Nothing but the lines from the start of the records through the line that contains "new this time)" is to be copied, and each is to be copied exactly.

—————

PR #342, opened 2020-10-02
Test peek preview

internettrans:
@jasonbarry this is the pull reuqest I'm using to test the preview feature

### DIFF
--- a/.circleci/config.yml
+++ b/.circleci/config.yml
@@ -29,6 +29,7 @@ jobs:
             yarn build
             if [ "$CIRCLE_BRANCH" != "master" ]; then
               # Ping FeaturePeek
+              cd ..
               bash <(curl -s https://peek.run/ci)
             fi
 workflows:
--- a/.gitignore
+++ b/.gitignore
@@ -1,1 +1,2 @@
 .DS_Store
+
--- a/.gitignore
+++ b/.gitignore
@@ -1,2 +1,1 @@
 .DS_Store
-


internettrans:
The preview failed to deploy with the following error:

```
Integration not found
Failed to send ping to FeaturePeek API.
```

 https://app.circleci.com/pipelines/github/single-spa/single-spa.js.org/420/workflows/a4daccff-b003-4b47-9ee8-0d754fc5b281/jobs/1175.

However, the FeaturePeek Github app is installed. Do you know what's wrong, @jasonbarry?

image

jasonbarry:
@joeldenning ah, there should be a `cd ..` step right before the bash script gets curled in CI. Since the first line in the command is `cd website`, we need to reset that. (Before, it was in a separate `run` step, which auto-reset the cwd.) 

Also, you may need to make a free FeaturePeek [account](https://dashboard.featurepeek.com) and claim your team to complete the integration.

internettrans:
> here should be a cd .. step right before the bash script gets curled in CI

Ah makes sense I'll try that

> Also, you may need to make a free FeaturePeek account and claim your team to complete the integration.

I'm not comfortable with this, since FeaturePeek asked for significantly more permissions than it should need when I tried to sign up with github.

internettrans:
Looks like the `cd ..` didn't fix it.

https://app.circleci.com/pipelines/github/single-spa/single-spa.js.org/421/workflows/a2a0ea30-6f45-4a0e-a835-c085e826159c/jobs/1176

jasonbarry:
@joeldenning `cd ..` looks good, as now it finds that it's a static build (`Static build detected` is new this time)

Regarding OAuth permissions, we try to follow the principle of least privilege. Our API assigns the deployment to a team, but in this case the team hasn't been created yet on FeaturePeek, which is why it's failing. I'll see if we can auto-create the team when the GH app is installed – usually it gets created during user onboarding.

internettrans:
Peek should need zero access to do what we're trying for in this case, since viewing code and commenting on public Github requires no permissions. Instead, it asked me for admin-level access to all of my repository settings, secrets, and code.

internettrans:
If I sign up with my email address instead of via Github, will I be able to claim the organization? Or would I still need to link my Github in order to verify ownership of the single-spa Github org?

jasonbarry:
Thanks for your feedback – we use the same OAuth App for user login for public and private repos, which is why we ask for that even if you only intend to use it on public repos. You can also choose for the GitHub App to only have access to select repositories vs all repositories. 

You can sign up with email/password, but the next step would be to link your GitHub, which would ask for the same permissions.

internettrans:
Sounds good. For now, I will revert the changes in the previous pull request and close this pull request. If the organization is claimed such that previews would start working, I'm happy to reinstate this.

—————

_Reply_
PR #342, opened 2020-10-02
Test peek preview

internettrans:
@jasonbarry this is the pull reuqest I'm using to test the preview feature

### DIFF
--- a/.circleci/config.yml
+++ b/.circleci/config.yml
@@ -29,6 +29,7 @@ jobs:
             yarn build
             if [ "$CIRCLE_BRANCH" != "master" ]; then
               # Ping FeaturePeek
+              cd ..
               bash <(curl -s https://peek.run/ci)
             fi
 workflows:
--- a/.gitignore
+++ b/.gitignore
@@ -1,1 +1,2 @@
 .DS_Store
+
--- a/.gitignore
+++ b/.gitignore
@@ -1,2 +1,1 @@
 .DS_Store
-


internettrans:
The preview failed to deploy with the following error:

```
Integration not found
Failed to send ping to FeaturePeek API.
```

 https://app.circleci.com/pipelines/github/single-spa/single-spa.js.org/420/workflows/a4daccff-b003-4b47-9ee8-0d754fc5b281/jobs/1175.

However, the FeaturePeek Github app is installed. Do you know what's wrong, @jasonbarry?

image

jasonbarry:
@joeldenning ah, there should be a `cd ..` step right before the bash script gets curled in CI. Since the first line in the command is `cd website`, we need to reset that. (Before, it was in a separate `run` step, which auto-reset the cwd.) 

Also, you may need to make a free FeaturePeek [account](https://dashboard.featurepeek.com) and claim your team to complete the integration.

internettrans:
> here should be a cd .. step right before the bash script gets curled in CI

Ah makes sense I'll try that

> Also, you may need to make a free FeaturePeek account and claim your team to complete the integration.

I'm not comfortable with this, since FeaturePeek asked for significantly more permissions than it should need when I tried to sign up with github.

internettrans:
Looks like the `cd ..` didn't fix it.

https://app.circleci.com/pipelines/github/single-spa/single-spa.js.org/421/workflows/a2a0ea30-6f45-4a0e-a835-c085e826159c/jobs/1176

jasonbarry:
@joeldenning `cd ..` looks good, as now it finds that it's a static build (`Static build detected` is new this time)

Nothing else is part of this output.